IMF Cuts Eastern European Growth Forecast on Euro Debt-Crisis Contagion
The International Monetary Fund cut its growth forecast for central and eastern Europe, which as other regions in the world is threatened by “strains in the euro area,” the Washington-based lender said.
Central and eastern European economies will expand a combined 1.1 percent this year, down 1.6 percentage points from a September forecast, the IMF predicted today in an update to its semi-annual World Economic Outlook. The revision mirrors a 1.6 percentage-point cut in the estimate for the euro region, which the IMF forecasts will contract 0.5 percent.
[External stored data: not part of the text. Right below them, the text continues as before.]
PR #790, opened 2026-05-11
Fix $formatNumber infinite loop on zero/negative values with exponent (#785)

### LINKED ISSUE #785: $formatNumber infinite loop with zero/negative values and exponent patterns
## Summary

`$formatNumber(0, "0e0")` and `$formatNumber(-42, "0e0")` cause an infinite loop in jsonata v2.1.0. Positive numbers with the same pattern work correctly (e.g., `$formatNumber(42, "0e0")` returns `"4e1"`).

## Version

jsonata v2.1.0

## Steps to Reproduce

```javascript
const jsonata = require('jsonata');

// This works correctly:
const r1 = await jsonata('$formatNumber(42, "0e0")').evaluate({});
console.log(r1); // "4e1"

// This hangs forever (infinite loop):
const r2 = await jsonata('$formatNumber(0, "0e0")').evaluate({});

// This also hangs forever:
const r3 = await jsonata('$formatNumber(-42, "0e0")').evaluate({});
```

## Expected Behavior

- `$formatNumber(0, "0e0")` should return `"0e0"`
- `$formatNumber(-42, "0e0")` should return `"-4e1"`

These are valid XPath/XQuery `format-number` picture strings with exponent sub-patterns. The exponent format should work regardless of the sign or zero value of the input number.

## Actual Behavior

The function enters an infinite loop and never returns. The process must be killed externally.

## Analysis

The issue appears to be in the formatting loop that handles the exponent normalization for zero and negative values. When the mantissa is zero or negative, the loop that adjusts the exponent never terminates.

Note: Uppercase `E` (e.g., `"0E0"`) is not recognized as an exponent separator by the reference implementation — it is treated as a passive character, which correctly triggers D3086. Only lowercase `e` triggers the exponent path.

## Workaround

Avoid using exponent patterns (`e`) with values that may be zero or negative. Pre-check the value before formatting:

```javascript
$number > 0 ? $formatNumber($number, "0e0") : $formatNumber($abs($number), "0e0")
```

(This workaround still fails for zero.)

SAY-5:
Closes #785.

`$formatNumber(0, "0e0")` and `$formatNumber(-42, "0e0")` hang forever. The mantissa-adjustment loops in `formatNumber` (src/functions.js) compare raw signed mantissa values against the magnitude thresholds:

```js
while (mantissa < minMantissa) { mantissa *= 10; exponent -= 1; }
while (mantissa > maxMantissa) { mantissa /= 10; exponent += 1; }
```

For zero, `0 * 10 === 0` so `mantissa < 1` stays true and `exponent` underflows toward `-Infinity` without yielding to the event loop. For any negative input, `mantissa < 1` is trivially true (negatives are always less than the positive minimum).

Per XPath F&O 4.7.3 Bullet 5 the loops are meant to normalise the **magnitude** of the mantissa and the sign is already handled separately via the second sub-picture prefix. Switch the comparisons to `Math.abs(mantissa)` and short-circuit when `mantissa === 0`.

Regression test `test/test-suite/groups/function-formatNumber/issue785.json` covers zero, negative, positive, and zero-with-fractional cases — all hang on `master` (verified by interrupting an `npx mocha --grep issue785` run that ran for tens of seconds without producing output) and pass after the fix.

### DIFF
--- a/src/functions.js
+++ b/src/functions.js
@@ -1074,13 +1074,21 @@ const functions = (() => {
             var minMantissa = Math.pow(10, pic.scalingFactor - 1);
             mantissa = adjustedNumber;
             exponent = 0;
-            while (mantissa < minMantissa) {
-                mantissa *= 10;
-                exponent -= 1;
-            }
-            while (mantissa > maxMantissa) {
-                mantissa /= 10;
-                exponent += 1;
+            // Compare magnitudes; previously `mantissa < minMantissa` was
+            // true for every negative mantissa and `0 * 10 === 0` never
+            // crossed the threshold, producing an infinite loop on zero
+            // and negative inputs (#785). For zero the desired exponent is
+            // simply zero — the XPath F&O Bullet 5 says "if N is zero, set
+            // M to zero and E to zero".
+            if (mantissa !== 0) {
+                while (Math.abs(mantissa) < minMantissa) {
+                    mantissa *= 10;
+                    exponent -= 1;
+                }
+                while (Math.abs(mantissa) > maxMantissa) {
+                    mantissa /= 10;
+                    exponent += 1;
+                }
             }
         }
         // bullet 6:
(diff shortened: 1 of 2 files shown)


mattbaileyuk (approved):
Thanks for getting to the bottom of this and contributing a fix 🙂

Issue #125, opened 2016-01-28
Maximum ajax per page view limit reached message is sent on every page view


AlexBulankou:
We are currently sending this trace message once per view
```
else if (this._trackAjaxAttempts === this.config.maxAjaxCallsPerView) {                
 -                _InternalLogging.throwInternalUserActionable(LoggingSeverity.CRITICAL,		 +                _InternalLogging.throwInternalUserActionable(LoggingSeverity.CRITICAL, new _InternalLogMessage(
 -                    "Maximum ajax per page view limit reached, ajax monitoring is paused until the next trackPageView(). In order to increase the limit set the maxAjaxCallsPerView configuration parameter.");		 +                    "Maximum ajax per page view limit reached, ajax monitoring is paused until the next trackPageView(). In order to increase the limit set the maxAjaxCallsPerView configuration parameter."));
```
I think we should send it once per session. @MaxShehovtsov's notes that this will make it harder to diagnose, however since the message is intended for application author (the one who is looking at telemetry in the portal) and not for end-user, once per session will be enough for application author to diagnose the issue.
So I would like to add a flag to sessionStorage once we send this trace message.

PR #126, opened 2016-01-28
Albulank/limit trace messages

AlexBulankou:
Fix for #125


MaxShehovtsov:
Actually - I thought about it. I'm not sure we want to make this change. Right now users will get 1 trace per page view (so overhead is low). In return they'll get clear diagnostics about why there's no ajaxes reported. I'm not sure it's easy to discover this 1-per-session trace in a huge pile of other traces users might have.
A better long term fix would be to align all internal messages to be 1 per session. This will make them have equal weight in customer's eyes, therefore easier to understand.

The unresolved debt crisis in the euro region has infected emerging economies in the continent’s east that rely on western Europe as an export market and source of investment. Western European banks, which control about three-quarters of the region’s banking industry, pose another threat as they are forced by regulators to recapitalize themselves, often by shedding assets, to guard against the effect of the euro crisis.
“The adverse spillover effects are expected to be largest for central and eastern Europe, given the region’s strong trade and financial linkages with the euro area economies,” the IMF said in the report.
Growth in the region, which includes Poland and Hungary, will slow from an estimated 5.1 percent last year, the IMF said. The economies will grow 2.4 percent in 2013, the IMF said, reducing its September forecast by 1.1 percentage points.
The IMF includes Turkey in its definition of central and eastern Europe, excluding Russia and former Soviet countries.
Russia will expand 3.3 percent this year and 3.5 percent in 2013, the IMF said, cutting its previous estimates by 0.8 percentage point and 0.5 percentage point. The Commonwealth of Independent States will expand 3.7 percent this year and 3.8 percent in 2013, according to the IMF.